✦ Learning Why AI Agents Need Sandboxes
I started thinking about this after reading Nanoclaw.
The idea that stuck with me was simple: if an agent can run shell commands, it should run them inside a container.
Nanoclaw uses that pattern to give agents real tools without giving them the whole host machine.
I wanted to understand that pattern better, so I built a much smaller experiment.
The old Ruby gem maid let you write rules for cleaning up files. I wanted to make a tiny LLM version of that.
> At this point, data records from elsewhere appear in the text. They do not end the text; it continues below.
PR #56, opened 2015-12-17
STK as a git submodule in libs/stk

hzulla:
This removes the embedded copy of STK-4.4.4 from StkUGens and the git submodule from StkInst.

Instead, this uses a git submodule for both, located in libs/stk (similar to nova-simd).

This builds for both with and without SYSTEM_STK.

Needs testing. @sonoro1234, could you please review this?


hzulla:
This also detects wether the system's STK version is using `SKINI.msg` or `SKINImsg.h`, the latter name has been used after the release of STK 4.5.0 in the current development version.

sonoro1234:
For StkInst seems ok to me.
I dont know why is StkUGens using SKINI

hzulla:
StkAll.cpp is using defines from `SKINImsg.h`, e.g.:
* [__SK_BowPressure_](https://github.com/supercollider/sc3-plugins/blob/89baee709b255e12ca8ba11d489e481762500286/source/StkUGens/StkAll.cpp#L647)
* [__SK_BowPosition_](https://github.com/supercollider/sc3-plugins/blob/89baee709b255e12ca8ba11d489e481762500286/source/StkUGens/StkAll.cpp#L651)
* [__SK_ModFrequency_](https://github.com/supercollider/sc3-plugins/blob/89baee709b255e12ca8ba11d489e481762500286/source/StkUGens/StkAll.cpp#L655)
* [__SK_ModWheel_](https://github.com/supercollider/sc3-plugins/blob/89baee709b255e12ca8ba11d489e481762500286/source/StkUGens/StkAll.cpp#L659)
* [__SK_AfterTouch_Cont_](https://github.com/supercollider/sc3-plugins/blob/89baee709b255e12ca8ba11d489e481762500286/source/StkUGens/StkAll.cpp#L663)

etc.

hzulla:
P.S.: The motivation for this patch is
a) cleaning up the source tree to resemble it the [supercollider repo](https://github.com/supercollider/supercollider) where all external libraries are also put into one shared directory.
b) making it easier to handle the embedded source copy when packaging the sc3 plugins for Debian.

hzulla:
Thanks.

PR #57, opened 2015-12-17
Move TLSF to libs/TLSF-2.4.6

hzulla:
This moves the TLSF library from the NovaDiskIO subdirectory to libs/

(There is no functional change in this patch. Just a janitorial cleanup to put external libraries in one single place of the repository. If this ~~and #56~~ gets merged, I'd propose to rename libs/ to  external_libraries/ later, to make the repo layout more like the [supercollider repo](https://github.com/supercollider/supercollider))


hzulla:
Thanks.

Issue #59, opened 2016-01-05
Really weird, glitchy audio with JPverb and Greyhole


backseatviolist:
Run the following and leave it running for a while:

    (
    { JPverb.ar(Saw.ar(100) * EnvGen.kr(Env.perc(0.01, 1), Impulse.kr(0))) * 0.1 }.play;
    { SinOsc.ar(440) * EnvGen.kr(Env.perc(0.01, 1), Impulse.kr(1)) * 0.1!2 }.play;
    )

Watch the CPU. For me, it stays at a consistent 7-8% for a while. After about one minute, it spikes to 50% and then quickly drops to less than 1%, and the audio from the *other* synth sounds weird and crackly.

This happens consistently when audio is fed into a JPverb or a Greyhole followed by a long stretch of complete silence. After the silence, all other audio output from SuperCollider sounds crackly. If audio is played to the reverb unit again, the audio returns to normal after a few seconds.

Even weirder, the crackliness does not seem to show up in Stethoscope, FreqScope, or s.record!

jamshark70:
Dollars to donuts it's a denormal-number problem.

backseatviolist:
This same problem happened with another reverb ugen I was writing myself. They have in common that they were written in FAUST, so this problem may ultimately stem from FAUST's lack of protection from denormals by default. Throwing in some equivalent of SC's `zapgremlins` will probably fix it.

sonoro1234:
denormal handling is now handled in audio driver callback.
Is scsynth an old version?
  ----- Original Message -----

danstowell:
@sonoro1234 if a ugen creates denormals internally, and performs calculations with them, the ugen itself needs to zap them

sonoro1234:
sc_SetDenormalFlags(); is used inside audio driver callback but it means that "all number processing" in this thread make denormals go to zero

sonoro1234:
sc_SetDenormalFlags is defined in SC_World.cpp:165 but only for __SSE__ or __SSE2__ 
I dont know which architectures dont have that

danstowell:
@sonoro1234 ah of course, sorry.

backseatviolist:
@sonoro1234 I have experienced this error in both 3.6 and 3.7alpha1. Since this seems architecture-dependent, I am using 32-bit Ubuntu.

timblechmann:
[...]

PR #63, opened 2016-01-13
set flags for sse

sonoro1234:
They were not setted.
This was discovered in a denormal numbers issue #59
@timblechmann I copied flags from supercollider but I am not sure why -mfpmath=sse is disabled in apple if compiler is not clang
```
+    if(NOT APPLE AND NOT CMAKE_COMPILER_IS_CLANG)
+        set(CMAKE_C_FLAGS "${CMAKE_C_FLAGS} -mfpmath=sse")
+        set(CMAKE_CXX_FLAGS "${CMAKE_CXX_FLAGS} -mfpmath=sse")
+    endif()
```


sonoro1234:
@timblechmann Ping?

timblechmann:
i don't think there are any 32bit x86 cpus without sse unit. we're speaking about roughly 20 years old intel  deskop cpus and some weird x86 cpus for embedded machines, which won't have sse

sonoro1234:
So, the lines above, copied from CMakeList.txt in supercollider, are ok or not?

LFSaw:
I'd say go for inclusion. We follow the supercollider build process as a guideline in sc-users. the question of why  ```-mfpmath=sse``` is disabled in apple if compiler is not ```clang``` might be forwarded to the supercollider development issue tracker. A possible change there should be mirrored in ```sc-plugins```.

timblechmann:
googling for "clang mfpmath" gives me as the first hit: https://stackoverflow.com/questions/19600238/how-do-i-pass-mfpmath-sse-to-llvm-using-clang

the first answer is:
> You do not need this flag with clang. It defaults to "-mfpmath=sse" as soon as your processor does ? support it.

before asking a human, it might sometimes be faster to ask a computer

LFSaw:
Thanks for looking into this, @timblechmann
. So we can safely merge?

LFSaw:
thanks :)

PR #67, opened 2016-01-18
cmake: on ARM platforms explicitly prejudge endianness. (Fixes #65)

### LINKED ISSUE #65: StkInst compile fail on ARM (BeagleBone Black), blocks build
If I try to build sc3-plugins on BeagleBone Black (platform is based on ARM Cortex A8), the cmake fails with:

So I built mildred, a command-line maid for your filesystem.
You describe file organization rules in English, and an LLM figures out the shell commands to make them happen.
That immediately creates a safety problem.
Imagine giving an LLM the ability to run shell commands on your actual machine.
The model decides what to run. Your code executes it.
That is a pretty strange thing to trust.
The Boundary
Modern LLMs can use tools. You define a function, and the model decides when to call it and what arguments to pass.
In Mildred, the important tool is RunCommand:
class RunCommand < RubyLLM::Tool
description "Executes a shell command and returns its output"
param :command, desc: "The shell command to execute"
def execute(command:)
stdout, stderr, status = Open3.capture3("bash", "-c", command)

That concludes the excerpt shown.